Prompt: Beginning at the line that contains "- New HCL paragraph", write out each remaining line of the entries below exactly as it stands.

Working data:
+++

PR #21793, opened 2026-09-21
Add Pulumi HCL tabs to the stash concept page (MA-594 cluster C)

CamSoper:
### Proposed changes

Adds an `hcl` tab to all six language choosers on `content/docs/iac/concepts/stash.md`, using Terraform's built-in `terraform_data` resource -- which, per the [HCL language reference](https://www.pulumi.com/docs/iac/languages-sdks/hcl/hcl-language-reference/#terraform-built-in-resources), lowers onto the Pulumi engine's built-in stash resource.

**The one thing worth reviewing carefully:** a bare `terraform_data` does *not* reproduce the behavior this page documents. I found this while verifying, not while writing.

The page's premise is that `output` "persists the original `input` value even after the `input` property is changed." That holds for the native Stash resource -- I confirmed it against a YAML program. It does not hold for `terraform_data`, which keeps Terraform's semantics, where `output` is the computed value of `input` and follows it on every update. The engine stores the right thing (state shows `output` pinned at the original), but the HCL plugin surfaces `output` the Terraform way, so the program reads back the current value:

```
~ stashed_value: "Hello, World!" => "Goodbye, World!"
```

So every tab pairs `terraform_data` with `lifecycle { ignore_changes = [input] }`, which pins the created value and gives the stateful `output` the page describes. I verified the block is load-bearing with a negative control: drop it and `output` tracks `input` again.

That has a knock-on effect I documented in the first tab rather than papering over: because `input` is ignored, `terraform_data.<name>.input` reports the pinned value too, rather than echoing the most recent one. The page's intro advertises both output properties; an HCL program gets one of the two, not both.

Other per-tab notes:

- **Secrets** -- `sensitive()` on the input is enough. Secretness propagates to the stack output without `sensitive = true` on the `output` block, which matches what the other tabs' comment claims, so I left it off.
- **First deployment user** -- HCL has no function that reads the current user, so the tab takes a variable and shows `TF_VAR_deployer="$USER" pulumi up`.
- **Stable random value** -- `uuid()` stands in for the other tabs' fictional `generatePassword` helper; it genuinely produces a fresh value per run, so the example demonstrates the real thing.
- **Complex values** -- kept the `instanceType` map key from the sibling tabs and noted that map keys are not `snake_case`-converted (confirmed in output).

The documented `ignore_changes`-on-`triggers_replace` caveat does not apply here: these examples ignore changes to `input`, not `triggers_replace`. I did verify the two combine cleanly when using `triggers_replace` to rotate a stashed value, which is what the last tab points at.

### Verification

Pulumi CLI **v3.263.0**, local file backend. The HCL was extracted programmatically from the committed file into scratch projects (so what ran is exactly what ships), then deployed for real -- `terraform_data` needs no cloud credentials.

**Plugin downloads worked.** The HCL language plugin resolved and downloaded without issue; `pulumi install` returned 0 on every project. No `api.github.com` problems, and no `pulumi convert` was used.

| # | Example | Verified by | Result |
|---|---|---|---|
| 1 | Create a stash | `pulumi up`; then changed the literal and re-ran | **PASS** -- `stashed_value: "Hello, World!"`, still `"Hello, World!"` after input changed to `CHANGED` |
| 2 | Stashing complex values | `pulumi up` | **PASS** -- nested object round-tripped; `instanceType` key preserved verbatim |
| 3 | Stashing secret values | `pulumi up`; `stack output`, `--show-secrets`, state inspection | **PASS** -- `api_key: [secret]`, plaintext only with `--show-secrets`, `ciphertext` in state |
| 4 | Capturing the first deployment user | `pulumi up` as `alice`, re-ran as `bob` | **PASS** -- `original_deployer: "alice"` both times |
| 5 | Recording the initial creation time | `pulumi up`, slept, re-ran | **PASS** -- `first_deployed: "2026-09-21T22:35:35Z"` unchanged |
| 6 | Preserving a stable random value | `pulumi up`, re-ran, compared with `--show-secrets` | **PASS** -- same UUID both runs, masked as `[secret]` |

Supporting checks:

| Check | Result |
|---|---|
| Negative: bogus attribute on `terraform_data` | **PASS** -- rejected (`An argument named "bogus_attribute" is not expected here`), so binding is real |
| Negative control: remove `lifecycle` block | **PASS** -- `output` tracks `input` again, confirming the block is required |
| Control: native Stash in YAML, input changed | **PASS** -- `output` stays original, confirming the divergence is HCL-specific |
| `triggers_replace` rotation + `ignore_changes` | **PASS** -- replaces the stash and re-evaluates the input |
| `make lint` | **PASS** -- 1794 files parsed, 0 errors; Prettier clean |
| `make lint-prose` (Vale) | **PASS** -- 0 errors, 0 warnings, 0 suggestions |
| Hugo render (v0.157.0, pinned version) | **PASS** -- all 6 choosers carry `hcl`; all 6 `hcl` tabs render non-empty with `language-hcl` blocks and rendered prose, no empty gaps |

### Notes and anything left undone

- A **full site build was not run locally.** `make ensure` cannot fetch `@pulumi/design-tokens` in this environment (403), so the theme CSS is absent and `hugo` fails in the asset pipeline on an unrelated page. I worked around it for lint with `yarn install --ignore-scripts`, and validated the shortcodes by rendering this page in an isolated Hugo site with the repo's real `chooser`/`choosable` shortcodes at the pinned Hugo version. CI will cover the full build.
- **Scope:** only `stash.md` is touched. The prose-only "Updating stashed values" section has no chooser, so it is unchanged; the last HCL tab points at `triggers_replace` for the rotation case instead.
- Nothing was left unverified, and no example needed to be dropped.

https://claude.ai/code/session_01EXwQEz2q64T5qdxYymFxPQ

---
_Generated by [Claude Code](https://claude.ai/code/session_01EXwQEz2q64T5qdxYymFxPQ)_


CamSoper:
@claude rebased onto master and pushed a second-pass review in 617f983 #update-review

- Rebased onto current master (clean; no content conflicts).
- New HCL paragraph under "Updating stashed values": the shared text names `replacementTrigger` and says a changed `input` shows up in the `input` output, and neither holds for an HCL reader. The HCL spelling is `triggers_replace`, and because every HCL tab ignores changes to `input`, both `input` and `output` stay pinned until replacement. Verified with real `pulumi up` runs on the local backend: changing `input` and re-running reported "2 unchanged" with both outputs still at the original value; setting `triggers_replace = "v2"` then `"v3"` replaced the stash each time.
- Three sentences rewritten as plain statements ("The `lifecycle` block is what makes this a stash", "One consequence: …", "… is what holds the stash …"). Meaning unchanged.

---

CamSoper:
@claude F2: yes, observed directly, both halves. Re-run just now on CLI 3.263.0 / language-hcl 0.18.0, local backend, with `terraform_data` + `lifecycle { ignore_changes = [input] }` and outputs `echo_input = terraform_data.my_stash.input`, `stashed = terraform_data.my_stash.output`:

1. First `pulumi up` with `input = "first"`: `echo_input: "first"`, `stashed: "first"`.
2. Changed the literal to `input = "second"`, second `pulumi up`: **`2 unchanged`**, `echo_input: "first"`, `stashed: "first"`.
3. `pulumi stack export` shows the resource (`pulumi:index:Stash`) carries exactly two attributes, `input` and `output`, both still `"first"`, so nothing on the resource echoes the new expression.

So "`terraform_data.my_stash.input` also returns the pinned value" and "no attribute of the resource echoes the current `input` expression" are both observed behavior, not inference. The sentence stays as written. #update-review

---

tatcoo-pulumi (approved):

+++

Solution to the exercise:
- New HCL paragraph under "Updating stashed values": the shared text names `replacementTrigger` and says a changed `input` shows up in the `input` output, and neither holds for an HCL reader. The HCL spelling is `triggers_replace`, and because every HCL tab ignores changes to `input`, both `input` and `output` stay pinned until replacement. Verified with real `pulumi up` runs on the local backend: changing `input` and re-running reported "2 unchanged" with both outputs still at the original value; setting `triggers_replace = "v2"` then `"v3"` replaced the stash each time.
- Three sentences rewritten as plain statements ("The `lifecycle` block is what makes this a stash", "One consequence: …", "… is what holds the stash …"). Meaning unchanged.

---

CamSoper:
@claude F2: yes, observed directly, both halves. Re-run just now on CLI 3.263.0 / language-hcl 0.18.0, local backend, with `terraform_data` + `lifecycle { ignore_changes = [input] }` and outputs `echo_input = terraform_data.my_stash.input`, `stashed = terraform_data.my_stash.output`:

1. First `pulumi up` with `input = "first"`: `echo_input: "first"`, `stashed: "first"`.
2. Changed the literal to `input = "second"`, second `pulumi up`: **`2 unchanged`**, `echo_input: "first"`, `stashed: "first"`.
3. `pulumi stack export` shows the resource (`pulumi:index:Stash`) carries exactly two attributes, `input` and `output`, both still `"first"`, so nothing on the resource echoes the new expression.

So "`terraform_data.my_stash.input` also returns the pinned value" and "no attribute of the resource echoes the current `input` expression" are both observed behavior, not inference. The sentence stays as written. #update-review

---

tatcoo-pulumi (approved):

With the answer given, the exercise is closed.